What I liked a lot about DareDevil was  the cameo of Kevin Smith and the names of most people inside the movie which are actual names of Marvel Comics creators, artists, writers, etc. Then again I'm somewhat of Comics nerd and not only


----------



## adambyte (Aug 19, 2003)

Ah.... no, never read it. Not a comic fan, just a movie fan. So, strictly from a movie-goer standpoint, it sucked. However, if I read it, I might be entertained by the insertion of those names and stuff.

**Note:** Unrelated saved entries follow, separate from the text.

Issue #4683, opened 2023-06-07
[BUG] column-vectorized forecaster predictions are in wrong order if input is `DataFrame` with non-lexicographically ordered columns


joaovitorfranco:
Update by @fkiraly:

The minimal bug is actually in vectorization, if columns are not lexicographically ordered. This will then happen in *any* estimator.

Example code:

```python
from sktime.datasets import load_macroeconomic
from sktime.forecasting.naive import NaiveForecaster

X = load_macroeconomic()

f = NaiveForecaster()
f.fit(y=X, fh=[1, 2, 3, 4])
f.predict()
```

The bug is likely in `vectorize_est`, and possibly introduced with #4195 - FYI @hoesler.
Update to the update: indeed coming from there and introduced with #4195, but actually coming from `DataFrame.pivot`.

The interface tests do not pick this up since the return is correct from a typing perspective, with column and row indices as expected. We should therefore add a test with the `NaiveForecaster`.

---

**Describe the bug**
The method `_get_forecaster_X_prediction` in the `ForecastX` class predicts wrong values probably due to incorrect column names and order. 

**To Reproduce**
```python
import pandas as pd
import numpy as np

from sklearn.ensemble import RandomForestRegressor
from sktime.datasets import load_macroeconomic
from sktime.forecasting.compose import make_reduction

from sktime.forecasting.compose import ForecastX
from sktime.forecasting.arima import AutoARIMA
from sktime.forecasting.arima import ARIMA


data = load_macroeconomic()
y = data["unemp"]
X = data.drop(columns=["unemp"])

regressor = RandomForestRegressor(random_state=42)

forecaster = make_reduction(
    regressor,
    window_length=12,
    strategy="recursive",
    pooling="global",
)

pipe = ForecastX(forecaster_X=forecaster, forecaster_y=forecaster)

pipe.fit(X=X, y=y, fh=[1,2,3,4,5])

pipe._get_forecaster_X_prediction()
```

**Expected behavior**
Comparing X with the predicted future values of X and they should be close to each other. This is not happening in this example.

**Version**
0.18.0

fkiraly:
This is odd. We had a problem with incorrectly ordered columns before - issue #3986 - and I thought we fixed it in this PR: https://github.com/sktime/sktime/pull/3987

This was definitely merged before 0.18.0. Let me have a look, as I've written the bugfix in #3987, perhaps I missed sth.

fkiraly:
[...]

PR #4684, opened 2023-06-07
&hoesler [BUG] Fix `vectorize_est` returning jumbled columns for column vectorization, `pd.DataFrame` return, if column names were not lexicographically ordered

fkiraly:
Fixes https://github.com/sktime/sktime/issues/4683.

The fix is adding some lines of code that correct the behaviour of `Dataframe.pivot` used in the code (see #4633) by adding some more lines that prevent the columns from being lexicographically sorted, by manually reverting the sorting that `pivot` does.

Further:

* adds a test, indirectly through the minimal forecaster case that failed in #4683.
* fixes an unreported bug in forecasting metrics that could end up with the `name` attr being `None`. This was masked by how `pivot` was previously applied and would result in a vectorization result with all `None` columns.

### DIFF
--- a/sktime/datatypes/_vectorize.py
+++ b/sktime/datatypes/_vectorize.py
@@ -593,18 +593,8 @@ class VectorizedDF:
             ret.append((group_name, col_name, est_i_result))
 
         if return_type == "pd.DataFrame":
-            df_long = pd.DataFrame(ret)
-            cols_right_order = df_long.loc[:, 1].unique()
-
-            df = df_long.pivot(index=0, columns=1, values=2)
-            # DataFrame.pivot sorts the columns (is this a bug? see #4683)
-            # either way, we need to fix this:
-            df = df.loc[:, cols_right_order]
-
-            # remove "0" and "1" from index/columns name
-            df.index.names = [None] * len(df.index.names)
-            df.columns.name = None
-
+            df = pd.DataFrame(ret)
+            df = df.pivot(index=0, columns=1, values=2).reindex(df[1], axis=1)
             # TODO: add test case for tuple index
             try:
                 df.index = pd.MultiIndex.from_tuples(df.index)
--- a/sktime/datatypes/_vectorize.py
+++ b/sktime/datatypes/_vectorize.py
@@ -593,7 +593,18 @@ class VectorizedDF:
             ret.append((group_name, col_name, est_i_result))
 
         if return_type == "pd.DataFrame":
-            df = pd.DataFrame(ret).pivot(index=0, columns=1, values=2)
+            df_long = pd.DataFrame(ret)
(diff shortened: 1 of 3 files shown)


fkiraly:
FYI @hoesler, given this is changing code you most recently edited, would appreciate your eyes on this.

sktime/datatypes/_vectorize.py
```diff
@@ -593,7 +593,18 @@ def _to_iter(e):
...
+
+            df = df_long.pivot(index=0, columns=1, values=2)
+            # DataFrame.pivot sorts the columns (is this a bug? see #4683)
+            # either way, we need to fix this:
+            df = df.loc[:, cols_right_order]
+
+            # remove "0" and "1" from index/columns name
+            df.index.names = [None] * len(df.index.names)
+            df.columns.name = None
+
```
hoesler, line 607: What about this? pivot supports a sort arg since 1.3 (https://github.com/pandas-dev/pandas/pull/40954)

```suggestion
            df = pd.DataFrame(ret)
            try:  # pandas >= 1.3
                df = df.pivot(index=0, columns=1, values=2, sort=False)
            except TypeError:
                df = df.pivot(index=0, columns=1, values=2).reindex(df[1], axis=1)
```

hoesler: Ah, sorry. That only applies to pivot_table. So it would be just 

```suggestion
            df = pd.DataFrame(ret)
            df = df.pivot(index=0, columns=1, values=2).reindex(df[1], axis=1)
```

fkiraly: ah, thanks - that's much nicer.

Quick questions:

* would that work on `pandas` 1.1 too? we try to be downwards compatible where that is still possible
* there's also the matter of the spurious column/level labels "0" and "1" that appear through using `pivot`, they should optimally be replaced by the labels that were there to start with in the data, or removed
    * for an example of this malfunction (bit ugly but ultimatly inconsequential), search for `forecasters_` in this notebook: https://github.com/sktime/sktime-tutorial-ODSC-Europe-2023/blob/main/notebooks/03_forecasting.ipynb

fkiraly: thanks for the swift review btw! 🚀

fkiraly:
FYI @hoesler, I combined your suggestion with mine:

* the `reindex` works, but we first need to make the index unique. Just taking row 1 will have non-unique elements and leads to column duplication.
* we still need to reset the level names, that is not solved by your solution.

hoesler:
> * we first need to make the index unique

But if we have duplicate column names, e.g. `a, b, a`, how does your version preserve the correct order if you make col names unique?
Which scenario can lead to duplicate names in the first place? Probably we should add a test case for that.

But still... should have been good all on its own.


----------



## brianleahy (Aug 19, 2003)

There's Something About Mary (Bodily fluids?  Body parts caught in zippers?  Scuze me?  A big laughing crowd might have made SOME difference, but I've heard 3rd graders tell funnier jokes than this)

Dead Ringers (Identical twin psycho gynecologists.  I kid you not.)

Ishtar (The first hour was unwatchable; there was just 1 joke repeated until I was ready to scream  "Yes, I get it, their music sucks and they don't realize it.  I GET IT ALREADY!!!")

The Man Who Fell To Earth (An alleged sci-fi flick, this yawner is about David Bowie as a Martian who becomes a drug addict and neglects his mission of bringing water back to the home planet?!?!?!)

Personally (and what is this thread about if not sharing opinions?) I don't think its entirely fair to condemn a movie based on a comic book (which, incidentally, I adore and collect in vast quantities) just because it failed to meet your personal expectations for a cinematic adaptation of the comic.  The goals - not to mention audience - of movies differ greatly from comics, and most comics have SO MANY characters, and SO MUCH back story that it's just not possible to do a complete adaptation.   I thought The Hulk was a good film - not great, but good.  Bar none the most believable depiction of super strength ever shown on screen.  It beat the pants off the 1978 Superman film.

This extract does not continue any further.